Having started at the bottom and worked my up, I have no regrets. I still think the best way in is the traditional one: starting as a porter at one of the larger auction houses, graduating to cataloguing and developing specialist knowledge in your chosen field while studying for a fine arts valuation qualification. There aren’t many courses left around the country, but they are worth doing if this game is for you.

A lot of the auction business has already gone online and I have no doubt that more will in future. However, I also believe that there will always be brick-and-mortar salerooms for people to visit, view and handle the goods first, particularly at the top end of the market where prices run into the millions. We sell via both channels.

Greeting buyers and browsers face to face in the saleroom means we have the best of both worlds: the chance to deal with people and things. I suspect that has more appeal to most people than cutting out the live human element of the transactional process.

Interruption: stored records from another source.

PR #43, opened 2025-07-24
Implement eth_call via overrides

SozinM:
Implement eth_call
We build up EthOverride structure from execution flashblocks transaction that we are using when execution eth_call.


danyalprout (approved):
lgtm, I'll rebase https://github.com/base/node-reth/pull/46 once this is merged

If the past couple of years have taught me anything, it is that the young are very resourceful, tackling the challenges of the pandemic in inspirational ways by harnessing the internet and social media. That tells me that many of them also have the talent to develop the next generation of the international art and antiques market as fresh ideas and ways of selling emerge in tandem with collecting fields.

Auctioneering as a career still holds a lot of promise and the chances of setting up your own business and working for yourself in the long term are greater than in most other industries. It’s something you might want to have a think about.